**Material for this exercise**

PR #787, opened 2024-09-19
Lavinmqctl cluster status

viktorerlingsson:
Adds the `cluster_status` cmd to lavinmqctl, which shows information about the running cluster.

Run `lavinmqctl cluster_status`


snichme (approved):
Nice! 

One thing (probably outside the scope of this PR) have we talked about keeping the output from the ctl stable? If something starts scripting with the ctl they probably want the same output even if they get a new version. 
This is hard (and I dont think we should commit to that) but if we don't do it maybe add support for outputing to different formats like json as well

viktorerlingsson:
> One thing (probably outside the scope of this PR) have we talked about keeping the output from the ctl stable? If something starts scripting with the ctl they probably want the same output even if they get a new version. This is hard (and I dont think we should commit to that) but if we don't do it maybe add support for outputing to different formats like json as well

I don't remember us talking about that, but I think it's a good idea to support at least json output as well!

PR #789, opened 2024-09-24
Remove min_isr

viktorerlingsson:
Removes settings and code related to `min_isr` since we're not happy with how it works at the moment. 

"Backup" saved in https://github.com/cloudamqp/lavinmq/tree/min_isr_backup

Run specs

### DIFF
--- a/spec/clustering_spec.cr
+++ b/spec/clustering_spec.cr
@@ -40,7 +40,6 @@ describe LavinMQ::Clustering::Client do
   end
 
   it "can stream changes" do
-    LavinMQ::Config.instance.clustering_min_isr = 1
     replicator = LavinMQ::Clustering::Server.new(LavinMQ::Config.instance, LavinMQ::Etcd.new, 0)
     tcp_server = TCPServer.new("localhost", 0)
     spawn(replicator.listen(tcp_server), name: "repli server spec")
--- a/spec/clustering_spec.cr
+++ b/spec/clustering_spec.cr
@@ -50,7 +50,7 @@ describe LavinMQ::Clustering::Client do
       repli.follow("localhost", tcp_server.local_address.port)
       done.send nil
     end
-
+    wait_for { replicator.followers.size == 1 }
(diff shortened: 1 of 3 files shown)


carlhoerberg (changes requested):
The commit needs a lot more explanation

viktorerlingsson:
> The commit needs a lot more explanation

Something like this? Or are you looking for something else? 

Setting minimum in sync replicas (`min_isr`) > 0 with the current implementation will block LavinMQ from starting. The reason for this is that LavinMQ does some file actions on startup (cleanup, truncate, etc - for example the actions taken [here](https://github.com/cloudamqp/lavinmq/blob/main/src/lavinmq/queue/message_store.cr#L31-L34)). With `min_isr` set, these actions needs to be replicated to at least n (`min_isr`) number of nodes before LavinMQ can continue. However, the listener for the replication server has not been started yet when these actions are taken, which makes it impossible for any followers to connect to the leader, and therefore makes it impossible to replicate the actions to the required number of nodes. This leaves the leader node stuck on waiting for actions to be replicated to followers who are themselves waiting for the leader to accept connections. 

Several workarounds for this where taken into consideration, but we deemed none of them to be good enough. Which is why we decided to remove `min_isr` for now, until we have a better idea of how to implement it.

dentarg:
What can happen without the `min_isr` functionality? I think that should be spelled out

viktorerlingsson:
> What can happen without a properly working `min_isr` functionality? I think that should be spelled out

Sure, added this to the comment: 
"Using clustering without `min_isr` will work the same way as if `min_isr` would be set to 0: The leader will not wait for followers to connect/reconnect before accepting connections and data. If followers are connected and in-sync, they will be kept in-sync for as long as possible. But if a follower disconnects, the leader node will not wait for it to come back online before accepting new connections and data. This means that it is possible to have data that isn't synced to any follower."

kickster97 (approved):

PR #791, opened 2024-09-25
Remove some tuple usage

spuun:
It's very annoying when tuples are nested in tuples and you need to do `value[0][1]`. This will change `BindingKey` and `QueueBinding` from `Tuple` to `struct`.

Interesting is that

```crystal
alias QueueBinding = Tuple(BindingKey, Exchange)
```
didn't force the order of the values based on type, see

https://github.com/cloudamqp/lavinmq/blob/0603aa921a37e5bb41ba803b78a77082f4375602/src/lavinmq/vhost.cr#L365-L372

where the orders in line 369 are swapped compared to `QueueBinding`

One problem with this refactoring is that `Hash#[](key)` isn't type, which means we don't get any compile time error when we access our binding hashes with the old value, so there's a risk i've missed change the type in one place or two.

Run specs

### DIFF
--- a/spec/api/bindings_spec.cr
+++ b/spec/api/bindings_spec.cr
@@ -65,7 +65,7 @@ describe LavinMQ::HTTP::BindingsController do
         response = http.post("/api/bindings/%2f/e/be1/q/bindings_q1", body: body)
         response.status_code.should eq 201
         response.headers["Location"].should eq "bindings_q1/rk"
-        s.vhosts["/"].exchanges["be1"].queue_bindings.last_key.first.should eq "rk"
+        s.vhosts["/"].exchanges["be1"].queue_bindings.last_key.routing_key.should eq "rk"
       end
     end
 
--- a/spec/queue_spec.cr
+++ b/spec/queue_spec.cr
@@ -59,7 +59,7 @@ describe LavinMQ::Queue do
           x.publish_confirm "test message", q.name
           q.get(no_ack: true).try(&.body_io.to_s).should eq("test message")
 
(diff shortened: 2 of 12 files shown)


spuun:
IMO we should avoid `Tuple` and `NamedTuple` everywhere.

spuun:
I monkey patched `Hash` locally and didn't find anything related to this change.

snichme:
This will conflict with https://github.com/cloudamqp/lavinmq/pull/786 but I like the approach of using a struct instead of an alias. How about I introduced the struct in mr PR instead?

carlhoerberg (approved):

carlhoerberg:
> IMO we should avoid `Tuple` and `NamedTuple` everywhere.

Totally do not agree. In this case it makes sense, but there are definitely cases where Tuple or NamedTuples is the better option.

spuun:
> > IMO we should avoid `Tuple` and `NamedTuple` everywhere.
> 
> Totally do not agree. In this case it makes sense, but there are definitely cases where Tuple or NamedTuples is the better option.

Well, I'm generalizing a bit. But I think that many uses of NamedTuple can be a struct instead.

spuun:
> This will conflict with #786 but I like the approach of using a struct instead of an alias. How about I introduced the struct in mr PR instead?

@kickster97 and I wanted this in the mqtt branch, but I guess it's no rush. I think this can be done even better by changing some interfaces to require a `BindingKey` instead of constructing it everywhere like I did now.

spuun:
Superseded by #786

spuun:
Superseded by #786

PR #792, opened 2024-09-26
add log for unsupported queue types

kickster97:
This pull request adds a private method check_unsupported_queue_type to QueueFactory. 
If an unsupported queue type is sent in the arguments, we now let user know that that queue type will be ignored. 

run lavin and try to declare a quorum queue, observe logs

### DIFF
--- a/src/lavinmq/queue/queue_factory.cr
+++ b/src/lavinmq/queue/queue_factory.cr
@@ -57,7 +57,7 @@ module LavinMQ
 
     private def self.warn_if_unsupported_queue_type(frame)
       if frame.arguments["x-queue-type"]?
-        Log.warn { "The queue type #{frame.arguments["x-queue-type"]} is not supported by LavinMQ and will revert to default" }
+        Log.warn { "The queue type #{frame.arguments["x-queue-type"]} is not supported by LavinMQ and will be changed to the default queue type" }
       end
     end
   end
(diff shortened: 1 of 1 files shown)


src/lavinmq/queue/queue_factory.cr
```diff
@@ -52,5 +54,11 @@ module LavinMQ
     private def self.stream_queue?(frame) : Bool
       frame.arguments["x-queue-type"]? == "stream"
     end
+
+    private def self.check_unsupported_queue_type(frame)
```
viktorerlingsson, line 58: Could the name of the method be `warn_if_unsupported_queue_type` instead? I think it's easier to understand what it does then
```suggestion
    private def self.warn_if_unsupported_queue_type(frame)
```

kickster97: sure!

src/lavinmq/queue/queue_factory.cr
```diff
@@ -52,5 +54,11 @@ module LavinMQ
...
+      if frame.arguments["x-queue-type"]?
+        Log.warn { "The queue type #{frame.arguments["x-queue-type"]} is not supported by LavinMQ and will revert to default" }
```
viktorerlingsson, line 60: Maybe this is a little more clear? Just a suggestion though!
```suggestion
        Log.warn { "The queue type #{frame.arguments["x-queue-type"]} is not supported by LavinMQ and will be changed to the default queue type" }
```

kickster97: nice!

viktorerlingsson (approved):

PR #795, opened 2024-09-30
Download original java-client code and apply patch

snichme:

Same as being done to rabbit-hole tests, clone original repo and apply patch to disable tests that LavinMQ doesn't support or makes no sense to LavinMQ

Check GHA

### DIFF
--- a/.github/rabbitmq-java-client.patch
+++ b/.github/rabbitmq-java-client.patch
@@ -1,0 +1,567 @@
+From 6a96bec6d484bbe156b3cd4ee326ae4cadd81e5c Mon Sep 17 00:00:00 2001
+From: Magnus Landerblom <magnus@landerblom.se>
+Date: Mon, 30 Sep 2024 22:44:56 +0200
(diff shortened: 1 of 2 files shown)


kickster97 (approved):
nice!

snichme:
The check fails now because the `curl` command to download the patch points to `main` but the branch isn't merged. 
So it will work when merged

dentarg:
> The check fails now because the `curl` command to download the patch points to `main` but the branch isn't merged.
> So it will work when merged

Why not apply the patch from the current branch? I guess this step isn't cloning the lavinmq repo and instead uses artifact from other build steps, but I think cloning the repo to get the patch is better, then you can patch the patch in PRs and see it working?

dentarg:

**Work to complete**
Check each line above for the string "main", then copy the ones that have it.

**Completed exercise**
Setting minimum in sync replicas (`min_isr`) > 0 with the current implementation will block LavinMQ from starting. The reason for this is that LavinMQ does some file actions on startup (cleanup, truncate, etc - for example the actions taken [here](https://github.com/cloudamqp/lavinmq/blob/main/src/lavinmq/queue/message_store.cr#L31-L34)). With `min_isr` set, these actions needs to be replicated to at least n (`min_isr`) number of nodes before LavinMQ can continue. However, the listener for the replication server has not been started yet when these actions are taken, which makes it impossible for any followers to connect to the leader, and therefore makes it impossible to replicate the actions to the required number of nodes. This leaves the leader node stuck on waiting for actions to be replicated to followers who are themselves waiting for the leader to accept connections. 
The check fails now because the `curl` command to download the patch points to `main` but the branch isn't merged. 
> The check fails now because the `curl` command to download the patch points to `main` but the branch isn't merged.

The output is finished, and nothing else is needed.